### [MATERIAL PROVIDED]
PR #4429, opened 2021-07-01
fixes for collecting files from nested paths inside workspaces

echuber2:
This fixes a few issues the CS 128 staff encountered with collecting nested files from workspaces:

- Make sure the path to the file is created inside the autograder first, or else unpacking the file will fail.
- Guard against `..` anywhere in the resolved relative path, not just at the beginning.
- Clarify documentation about how to specify paths to files. (Currently it *does not work* to just specify a directory and expect the whole directory to be collected, as the docs previously implied; only individual files are collected.)


lib/externalGraderCommon.js
```diff
@@ -117,11 +117,14 @@ module.exports.buildDirectory = function(dir, submission, variant, question, cou
...
-                    if (relPath.split(path.sep)[0] == '..' || path.isAbsolute(relPath)) {
+                    if (relPath.split(path.sep).includes('..') || path.isAbsolute(relPath)) {
                         callback(new Error('Invalid filename'));
                         return;
                     }
-                    fs.writeFile(path.join(dir, 'student', file.name), decodedContents, callback);
+                    // We need to make sure that the directories are created first.
+                    // Here fs is actually fs-extra, so we can use ensureDirSync.
+                    fs.ensureDirSync(path.dirname(fullPath));
+                    fs.writeFile(fullPath, decodedContents, callback);
```
nicknytko, line 127: Can we convert the `ensureDirSync` call to callback style?  I recall that sync code is avoided in the server as it can lead to performance issues.

echuber2: @nicknytko How about now? I put an async/await wrapper.

echuber2: Hold on, this isn't valid. I'll fix it.

echuber2: I think it's correct now. I removed the wrapper (I hadn't properly included the file write within the async function to begin with). Now it's just using the Promise's `catch` and `then`.

lib/externalGraderCommon.js
```diff
@@ -117,11 +117,16 @@ module.exports.buildDirectory = function(dir, submission, variant, question, cou
...
                         callback(new Error('Invalid filename'));
                         return;
                     }
-                    fs.writeFile(path.join(dir, 'student', file.name), decodedContents, callback);
+                    // The version of ensureDir provided by fs-extra
+                    // automatically creates intermediate paths recursively.
+                    const targetDir = path.dirname(fullPath);
+                    fs.ensureDir(targetDir).then(() => {
+                        fs.writeFile(fullPath, decodedContents, callback);
+                    });
```
echuber2, line 129: The part that was in question. Is this version all right?

echuber2 (commented):
@nicknytko Revised

lib/externalGraderCommon.js
mwest1066: Because we are in a callback-style function, we should be using old-style callback code to make sure no exceptions are thrown. This should be something like:
```
fs.ensureDir(targetDir, (err) => {
    fs.writeFile(fullPath, decodedContents, (err) => {
        callback(null);
    });
});
```

mwest1066: See https://prairielearn.readthedocs.io/en/latest/dev-guide/#stack-traces-with-callback-style-functions for more details and examples of this.

lib/externalGraderCommon.js
```diff
@@ -117,11 +117,16 @@ module.exports.buildDirectory = function(dir, submission, variant, question, cou
                     // the directory hierarchy
                     const fullPath = path.join(dir, 'student', file.name);
                     const relPath = path.relative(path.join(dir, 'student'), fullPath);
-                    if (relPath.split(path.sep)[0] == '..' || path.isAbsolute(relPath)) {
+                    if (relPath.split(path.sep).includes('..') || path.isAbsolute(relPath)) {
```
mwest1066, line 120: Is this change to catch potential security issues with `/../` in the middle of paths?

echuber2: Yes, keeping in the spirit of the original version that checked the first part only. Otherwise `foo/../../bar` for example would achieve the same effect as `../bar`. However since the name of the collected file is specified by the question, maybe this isn't so much a security issue as a sanity check on what the staff are doing?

### [EXERCISE]
From the listing above, return every line that carries the string "only".

### [EXERCISE RESULT]
- Clarify documentation about how to specify paths to files. (Currently it *does not work* to just specify a directory and expect the whole directory to be collected, as the docs previously implied; only individual files are collected.)
echuber2: Yes, keeping in the spirit of the original version that checked the first part only. Otherwise `foo/../../bar` for example would achieve the same effect as `../bar`. However since the name of the collected file is specified by the question, maybe this isn't so much a security issue as a sanity check on what the staff are doing?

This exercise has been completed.